RBI board decisions: MSME loan restructuring scheme in the works
Scheme for MSMEs with maximum loans of up to ₹25 crore will be subject to conditions that are necessary for ‘ensuring financial stability’, says RBI
New Delhi: The Reserve Bank of India (RBI) will consider a scheme for restructuring of stressed assets of micro, small and medium enterprises (MSMEs) with loans of up to ₹25 crore on the advice of its board which met on Monday. However, the MSME loan restructuring scheme will be subject to conditions that are necessary for “ensuring financial stability”, RBI said in a statement after a nine-hour marathon meeting.
At the last RBI board meeting on 23 October, independent directors and government nominees had asked the central bank about the number of MSMEs facing credit default. RBI said it did not have the data readily available to it and promised to submit the data in the November meeting.
“The government thinks that demonetisation and the goods and services tax (GST) have negatively affected the MSME sector and squeezing credit to them at this time may put them in further trouble,” a person with knowledge of the discussions within the RBI board said, speaking under condition of anonymity.

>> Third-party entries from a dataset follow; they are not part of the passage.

PR #2576, opened 2021-09-12
feat: add download REPL button

fedeci:


js/repl/Repl.js
```diff
@@ -504,6 +507,54 @@ class Repl extends React.Component<Props, State> {
...
+      babel: baseBabelConfig({
+        sourceType,
+        envConfig,
+        presets,
+        plugins: externalPlugins.map(plugin => plugin.name),
+        sourceMap: runtimePolyfillState.isEnabled,
+      }),
+    };
+
+    packageJson.devDependencies["@babel/core"] = "latest";
```
fedeci, line 542: It is using the latest core version but should use the last one available for the selected minor version. Still needs some logic for this.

The government is also worried that squeezing of liquidity at a time of ongoing elections in five states and ahead of general election in early 2019 may dent it politically, the person said.
The latest liquidity crunch faced by MSMEs started with the unearthing of the PNB fraud after which banks turned reluctant to offer trade finance to small businesses, said Chandrakant Salunkhe, founder and president of SME Chamber of India.
Nirav Modi and his uncle Mehul Choksi are the prime accused in the ₹13,000 crore fraud at the Punjab National Bank in Mumbai that came to light in February this year.
Non-banking financial companies (NBFCs), a key source of funds for small businesses, saw their liquidity drying up after debt-laden Infrastructure Leasing and Financial Services (IL&FS) started defaulting on loan repayments, leading to the government superseding its board in early October.
Industry representatives say the latest cash crunch covers trade finance, working capital requirements and investments into plant and machinery.
Salunkhe said that about 900,000 MSMEs have closed down over the last couple of years since demonetisation in November 2016. The hardship faced by the sector prompted Prime Minister Narendra Modi to announce a series of steps to improve their access to credit on 2 November, including sanction of loans up to ₹1 crore in less than an hour to help small firms that seek finance and market access. According to Giriraj Singh, minister of state for MSMEs, there are 65 million MSMEs in the country that provide 120 million jobs.
“Out of the 15 lakh (incorporated) companies in the country, 15,000 are medium-sized ones. If the liquidity crisis is not resolved, none of these will graduate into larger companies in the next few years,” said Salunkhe.
The issue of liquidity was earlier dealt with at length at the Financial Stability and Development Council meeting chaired by finance minister Arun Jaitley. During that meeting, finance ministry officials asked RBI not to let the NBFC liquidity issue get out of hand as there was a risk of it spilling over into other sectors. RBI officials said there is robust credit growth and it does not have any data that suggest NBFCs are facing a liquidity crunch. At this stage, Jaitley advised banking secretary to provide necessary data to RBI in this regard.